**WHAT TO WORK ON:** Go through the data and copy each line that holds "passed".

──────── GIVEN INFORMATION ────────

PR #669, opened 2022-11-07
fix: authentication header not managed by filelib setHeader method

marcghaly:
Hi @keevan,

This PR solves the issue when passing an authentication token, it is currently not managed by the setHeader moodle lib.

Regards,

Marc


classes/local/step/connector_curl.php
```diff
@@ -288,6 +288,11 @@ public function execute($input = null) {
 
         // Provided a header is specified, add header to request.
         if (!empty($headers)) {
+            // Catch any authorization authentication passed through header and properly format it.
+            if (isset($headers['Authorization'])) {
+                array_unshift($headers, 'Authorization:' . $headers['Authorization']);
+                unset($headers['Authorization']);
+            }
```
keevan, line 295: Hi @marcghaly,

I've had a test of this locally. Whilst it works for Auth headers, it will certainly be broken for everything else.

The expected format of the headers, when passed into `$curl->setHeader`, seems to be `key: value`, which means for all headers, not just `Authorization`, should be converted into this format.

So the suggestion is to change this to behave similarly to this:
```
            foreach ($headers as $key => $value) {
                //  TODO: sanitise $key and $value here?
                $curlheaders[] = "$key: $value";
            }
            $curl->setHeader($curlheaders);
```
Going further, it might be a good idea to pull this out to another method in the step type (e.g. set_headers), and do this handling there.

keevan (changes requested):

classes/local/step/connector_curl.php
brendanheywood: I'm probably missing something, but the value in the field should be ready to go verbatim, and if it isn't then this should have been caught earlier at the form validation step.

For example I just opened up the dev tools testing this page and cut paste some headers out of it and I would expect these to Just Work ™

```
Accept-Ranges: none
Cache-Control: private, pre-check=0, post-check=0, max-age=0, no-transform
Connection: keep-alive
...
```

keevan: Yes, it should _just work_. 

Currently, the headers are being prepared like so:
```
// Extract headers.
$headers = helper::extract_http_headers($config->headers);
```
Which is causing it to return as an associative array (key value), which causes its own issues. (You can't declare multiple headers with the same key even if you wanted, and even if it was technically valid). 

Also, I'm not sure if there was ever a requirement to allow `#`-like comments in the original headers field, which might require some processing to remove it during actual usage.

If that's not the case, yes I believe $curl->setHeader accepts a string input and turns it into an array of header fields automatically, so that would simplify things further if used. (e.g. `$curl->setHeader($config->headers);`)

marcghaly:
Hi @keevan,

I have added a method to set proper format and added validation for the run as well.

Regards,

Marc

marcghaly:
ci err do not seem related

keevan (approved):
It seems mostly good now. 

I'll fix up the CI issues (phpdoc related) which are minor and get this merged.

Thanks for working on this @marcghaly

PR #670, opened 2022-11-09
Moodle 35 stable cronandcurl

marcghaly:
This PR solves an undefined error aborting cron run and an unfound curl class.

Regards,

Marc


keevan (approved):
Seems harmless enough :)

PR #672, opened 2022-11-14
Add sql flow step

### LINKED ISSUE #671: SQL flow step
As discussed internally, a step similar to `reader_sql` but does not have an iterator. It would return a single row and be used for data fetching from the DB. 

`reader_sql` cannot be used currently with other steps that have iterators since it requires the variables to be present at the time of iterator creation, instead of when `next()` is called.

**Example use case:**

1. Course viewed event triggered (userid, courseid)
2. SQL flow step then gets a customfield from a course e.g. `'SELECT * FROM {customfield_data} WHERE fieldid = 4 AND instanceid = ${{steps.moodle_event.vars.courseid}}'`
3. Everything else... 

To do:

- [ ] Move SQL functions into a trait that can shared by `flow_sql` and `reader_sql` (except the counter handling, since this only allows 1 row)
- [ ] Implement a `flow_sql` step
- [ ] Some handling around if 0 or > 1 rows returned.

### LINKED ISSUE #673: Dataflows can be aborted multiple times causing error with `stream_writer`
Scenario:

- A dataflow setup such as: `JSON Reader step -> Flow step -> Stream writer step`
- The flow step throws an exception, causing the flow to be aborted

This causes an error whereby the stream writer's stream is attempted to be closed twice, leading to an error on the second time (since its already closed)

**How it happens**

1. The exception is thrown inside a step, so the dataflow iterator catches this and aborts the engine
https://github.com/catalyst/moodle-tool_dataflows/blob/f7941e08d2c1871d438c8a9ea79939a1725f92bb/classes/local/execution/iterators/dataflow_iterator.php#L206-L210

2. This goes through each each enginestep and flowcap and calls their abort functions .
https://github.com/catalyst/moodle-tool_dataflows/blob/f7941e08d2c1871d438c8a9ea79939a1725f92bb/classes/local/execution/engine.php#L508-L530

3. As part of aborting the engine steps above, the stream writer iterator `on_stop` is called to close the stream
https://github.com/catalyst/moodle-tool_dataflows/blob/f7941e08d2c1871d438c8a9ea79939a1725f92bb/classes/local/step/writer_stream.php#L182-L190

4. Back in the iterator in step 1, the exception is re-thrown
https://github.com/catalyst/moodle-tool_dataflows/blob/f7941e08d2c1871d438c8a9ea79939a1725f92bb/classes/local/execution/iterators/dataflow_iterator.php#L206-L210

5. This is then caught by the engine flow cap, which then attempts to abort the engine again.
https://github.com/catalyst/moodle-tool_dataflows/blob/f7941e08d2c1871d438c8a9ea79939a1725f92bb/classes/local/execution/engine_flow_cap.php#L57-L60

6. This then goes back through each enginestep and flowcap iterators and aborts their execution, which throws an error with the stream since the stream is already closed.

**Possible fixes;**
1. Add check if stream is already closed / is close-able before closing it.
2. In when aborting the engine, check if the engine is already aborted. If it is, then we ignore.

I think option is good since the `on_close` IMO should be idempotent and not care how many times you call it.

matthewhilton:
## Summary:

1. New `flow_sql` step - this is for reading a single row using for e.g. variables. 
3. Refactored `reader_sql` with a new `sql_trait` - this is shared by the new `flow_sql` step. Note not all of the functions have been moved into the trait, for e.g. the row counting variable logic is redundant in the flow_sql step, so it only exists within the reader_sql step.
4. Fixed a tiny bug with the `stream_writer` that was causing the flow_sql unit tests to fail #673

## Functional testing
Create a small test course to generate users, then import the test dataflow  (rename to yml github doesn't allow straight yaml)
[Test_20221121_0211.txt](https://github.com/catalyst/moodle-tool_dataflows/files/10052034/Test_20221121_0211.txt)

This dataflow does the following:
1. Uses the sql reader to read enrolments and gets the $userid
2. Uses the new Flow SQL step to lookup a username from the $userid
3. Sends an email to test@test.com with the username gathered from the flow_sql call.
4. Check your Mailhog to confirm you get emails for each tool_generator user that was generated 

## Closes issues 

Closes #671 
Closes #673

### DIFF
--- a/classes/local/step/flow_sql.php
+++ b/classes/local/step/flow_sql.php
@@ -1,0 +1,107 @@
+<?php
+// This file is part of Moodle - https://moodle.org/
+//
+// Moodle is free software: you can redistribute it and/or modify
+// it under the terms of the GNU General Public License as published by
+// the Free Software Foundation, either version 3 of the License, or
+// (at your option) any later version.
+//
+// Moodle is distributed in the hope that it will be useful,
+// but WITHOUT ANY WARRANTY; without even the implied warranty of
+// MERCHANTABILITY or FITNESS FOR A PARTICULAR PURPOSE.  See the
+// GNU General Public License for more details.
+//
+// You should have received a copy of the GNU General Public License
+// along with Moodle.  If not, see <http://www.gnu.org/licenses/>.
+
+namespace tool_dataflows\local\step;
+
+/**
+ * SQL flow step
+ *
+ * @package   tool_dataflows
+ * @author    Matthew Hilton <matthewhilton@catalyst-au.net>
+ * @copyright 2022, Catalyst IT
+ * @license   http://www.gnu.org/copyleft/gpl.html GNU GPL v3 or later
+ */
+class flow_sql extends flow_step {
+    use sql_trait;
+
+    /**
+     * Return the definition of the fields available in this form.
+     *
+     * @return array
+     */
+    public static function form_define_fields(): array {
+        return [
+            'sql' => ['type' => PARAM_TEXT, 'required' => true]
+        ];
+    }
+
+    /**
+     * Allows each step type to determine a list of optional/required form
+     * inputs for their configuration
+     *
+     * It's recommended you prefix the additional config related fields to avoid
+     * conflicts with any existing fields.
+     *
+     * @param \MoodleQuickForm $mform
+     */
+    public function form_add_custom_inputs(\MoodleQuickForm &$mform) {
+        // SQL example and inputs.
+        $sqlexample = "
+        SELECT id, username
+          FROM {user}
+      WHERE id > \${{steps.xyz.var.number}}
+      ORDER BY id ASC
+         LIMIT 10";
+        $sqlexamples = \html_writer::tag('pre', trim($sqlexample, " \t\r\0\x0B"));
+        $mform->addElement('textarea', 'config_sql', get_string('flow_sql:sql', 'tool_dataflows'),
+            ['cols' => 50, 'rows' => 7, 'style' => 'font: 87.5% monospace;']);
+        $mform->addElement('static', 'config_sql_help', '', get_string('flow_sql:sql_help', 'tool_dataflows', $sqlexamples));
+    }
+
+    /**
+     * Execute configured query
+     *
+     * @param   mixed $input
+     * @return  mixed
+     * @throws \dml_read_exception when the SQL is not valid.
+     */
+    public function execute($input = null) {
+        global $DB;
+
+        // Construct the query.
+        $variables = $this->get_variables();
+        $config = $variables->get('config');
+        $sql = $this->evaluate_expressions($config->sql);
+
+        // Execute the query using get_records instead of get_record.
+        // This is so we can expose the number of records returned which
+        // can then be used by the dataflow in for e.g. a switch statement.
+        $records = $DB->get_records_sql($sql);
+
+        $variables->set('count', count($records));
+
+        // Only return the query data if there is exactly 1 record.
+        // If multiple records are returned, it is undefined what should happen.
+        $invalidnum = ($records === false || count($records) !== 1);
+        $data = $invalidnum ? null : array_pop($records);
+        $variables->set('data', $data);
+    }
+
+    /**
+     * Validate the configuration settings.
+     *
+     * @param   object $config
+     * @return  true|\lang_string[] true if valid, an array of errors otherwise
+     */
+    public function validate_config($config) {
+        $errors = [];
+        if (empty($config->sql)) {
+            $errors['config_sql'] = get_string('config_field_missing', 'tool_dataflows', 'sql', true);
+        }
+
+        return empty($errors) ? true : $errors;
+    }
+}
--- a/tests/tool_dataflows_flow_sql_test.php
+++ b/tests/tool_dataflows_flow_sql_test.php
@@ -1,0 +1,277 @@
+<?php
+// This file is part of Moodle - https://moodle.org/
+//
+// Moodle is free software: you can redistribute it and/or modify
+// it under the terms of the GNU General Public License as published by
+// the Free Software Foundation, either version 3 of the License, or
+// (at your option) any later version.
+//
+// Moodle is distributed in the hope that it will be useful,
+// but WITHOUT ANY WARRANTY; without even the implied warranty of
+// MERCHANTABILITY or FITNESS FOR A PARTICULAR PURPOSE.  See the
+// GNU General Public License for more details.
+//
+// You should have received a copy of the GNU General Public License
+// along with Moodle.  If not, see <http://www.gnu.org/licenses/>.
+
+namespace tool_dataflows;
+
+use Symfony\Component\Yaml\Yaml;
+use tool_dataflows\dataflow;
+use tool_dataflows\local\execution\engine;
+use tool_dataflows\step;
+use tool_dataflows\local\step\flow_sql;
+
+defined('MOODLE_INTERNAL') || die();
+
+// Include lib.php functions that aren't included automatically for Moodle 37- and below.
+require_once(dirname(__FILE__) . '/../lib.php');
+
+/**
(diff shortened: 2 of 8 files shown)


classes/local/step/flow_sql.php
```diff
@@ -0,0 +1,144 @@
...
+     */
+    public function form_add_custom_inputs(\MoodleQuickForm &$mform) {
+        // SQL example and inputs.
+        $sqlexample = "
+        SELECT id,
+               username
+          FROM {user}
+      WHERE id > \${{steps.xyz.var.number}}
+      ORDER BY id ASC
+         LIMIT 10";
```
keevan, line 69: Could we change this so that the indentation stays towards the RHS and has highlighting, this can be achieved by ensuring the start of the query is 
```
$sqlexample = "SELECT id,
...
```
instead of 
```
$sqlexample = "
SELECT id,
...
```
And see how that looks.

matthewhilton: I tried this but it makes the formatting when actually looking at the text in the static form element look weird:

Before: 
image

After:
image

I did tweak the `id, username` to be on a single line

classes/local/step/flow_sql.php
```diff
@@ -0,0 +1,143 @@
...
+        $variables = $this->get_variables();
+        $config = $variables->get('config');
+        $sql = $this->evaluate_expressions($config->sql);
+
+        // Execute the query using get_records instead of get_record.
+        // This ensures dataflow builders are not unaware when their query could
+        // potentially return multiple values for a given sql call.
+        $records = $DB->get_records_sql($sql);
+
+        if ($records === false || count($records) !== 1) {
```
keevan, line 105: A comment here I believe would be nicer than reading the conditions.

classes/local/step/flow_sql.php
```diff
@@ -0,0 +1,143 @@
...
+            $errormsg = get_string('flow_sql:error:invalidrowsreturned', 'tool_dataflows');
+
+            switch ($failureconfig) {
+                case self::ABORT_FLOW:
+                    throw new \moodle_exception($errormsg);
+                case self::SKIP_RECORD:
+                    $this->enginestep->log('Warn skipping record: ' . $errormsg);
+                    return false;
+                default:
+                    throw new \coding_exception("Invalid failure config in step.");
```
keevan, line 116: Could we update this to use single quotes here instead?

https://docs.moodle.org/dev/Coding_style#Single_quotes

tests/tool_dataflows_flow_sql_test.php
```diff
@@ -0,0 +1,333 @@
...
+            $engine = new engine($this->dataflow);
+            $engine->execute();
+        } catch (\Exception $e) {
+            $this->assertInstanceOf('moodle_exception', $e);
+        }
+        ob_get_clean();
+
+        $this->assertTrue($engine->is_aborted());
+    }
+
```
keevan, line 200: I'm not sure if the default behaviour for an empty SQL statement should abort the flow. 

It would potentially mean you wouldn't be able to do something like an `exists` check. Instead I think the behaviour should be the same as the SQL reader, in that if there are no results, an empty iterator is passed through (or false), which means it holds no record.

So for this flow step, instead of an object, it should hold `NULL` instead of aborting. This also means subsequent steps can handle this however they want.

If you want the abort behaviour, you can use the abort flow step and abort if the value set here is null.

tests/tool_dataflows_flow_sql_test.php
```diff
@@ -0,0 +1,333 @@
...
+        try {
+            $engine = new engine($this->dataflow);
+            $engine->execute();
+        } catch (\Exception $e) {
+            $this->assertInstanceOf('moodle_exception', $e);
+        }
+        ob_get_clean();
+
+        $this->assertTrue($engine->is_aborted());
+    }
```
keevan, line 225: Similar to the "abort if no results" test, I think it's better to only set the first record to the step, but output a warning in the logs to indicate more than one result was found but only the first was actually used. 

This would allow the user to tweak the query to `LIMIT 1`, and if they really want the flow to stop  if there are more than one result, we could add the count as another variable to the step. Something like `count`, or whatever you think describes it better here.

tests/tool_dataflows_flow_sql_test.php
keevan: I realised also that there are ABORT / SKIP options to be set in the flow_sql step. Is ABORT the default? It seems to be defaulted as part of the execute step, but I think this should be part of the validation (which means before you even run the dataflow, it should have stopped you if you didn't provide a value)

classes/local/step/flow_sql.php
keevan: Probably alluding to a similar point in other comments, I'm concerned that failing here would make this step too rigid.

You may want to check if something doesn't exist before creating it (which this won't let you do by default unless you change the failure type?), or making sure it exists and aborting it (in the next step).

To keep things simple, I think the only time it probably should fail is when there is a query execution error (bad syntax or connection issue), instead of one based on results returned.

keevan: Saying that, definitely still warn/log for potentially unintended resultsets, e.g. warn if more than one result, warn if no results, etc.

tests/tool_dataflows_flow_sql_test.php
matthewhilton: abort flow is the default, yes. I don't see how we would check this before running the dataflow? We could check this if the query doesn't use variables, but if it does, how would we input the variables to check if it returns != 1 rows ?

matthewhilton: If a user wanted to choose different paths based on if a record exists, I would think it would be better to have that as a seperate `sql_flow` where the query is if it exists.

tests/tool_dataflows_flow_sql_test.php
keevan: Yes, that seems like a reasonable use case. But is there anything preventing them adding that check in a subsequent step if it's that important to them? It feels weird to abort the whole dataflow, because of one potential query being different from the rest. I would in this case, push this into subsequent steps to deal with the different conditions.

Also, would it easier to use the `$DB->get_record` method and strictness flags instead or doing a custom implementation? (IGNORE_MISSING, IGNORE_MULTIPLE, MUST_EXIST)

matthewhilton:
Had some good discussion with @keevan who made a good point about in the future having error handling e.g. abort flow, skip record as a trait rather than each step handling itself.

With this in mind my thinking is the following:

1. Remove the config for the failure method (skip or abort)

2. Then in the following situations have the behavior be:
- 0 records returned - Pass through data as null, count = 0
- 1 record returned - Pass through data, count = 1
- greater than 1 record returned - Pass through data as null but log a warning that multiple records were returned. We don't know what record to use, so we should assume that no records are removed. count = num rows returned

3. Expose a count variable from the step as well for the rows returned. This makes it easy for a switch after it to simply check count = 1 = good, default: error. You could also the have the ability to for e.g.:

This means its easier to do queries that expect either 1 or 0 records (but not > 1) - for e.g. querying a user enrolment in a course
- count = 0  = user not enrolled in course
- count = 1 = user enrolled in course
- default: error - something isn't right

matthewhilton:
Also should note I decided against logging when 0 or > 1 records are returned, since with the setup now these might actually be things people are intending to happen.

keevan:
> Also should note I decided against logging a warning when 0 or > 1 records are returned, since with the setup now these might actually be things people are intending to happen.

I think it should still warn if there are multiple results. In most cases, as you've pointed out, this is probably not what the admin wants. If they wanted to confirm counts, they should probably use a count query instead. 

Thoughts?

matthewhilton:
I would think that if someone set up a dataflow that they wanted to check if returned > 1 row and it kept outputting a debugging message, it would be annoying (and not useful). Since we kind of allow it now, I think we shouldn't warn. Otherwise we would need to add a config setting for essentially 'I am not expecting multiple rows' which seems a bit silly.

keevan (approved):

────────

**YOUR SOLUTION:**
+            // Catch any authorization authentication passed through header and properly format it.
The expected format of the headers, when passed into `$curl->setHeader`, seems to be `key: value`, which means for all headers, not just `Authorization`, should be converted into this format.
It would potentially mean you wouldn't be able to do something like an `exists` check. Instead I think the behaviour should be the same as the SQL reader, in that if there are no results, an empty iterator is passed through (or false), which means it holds no record.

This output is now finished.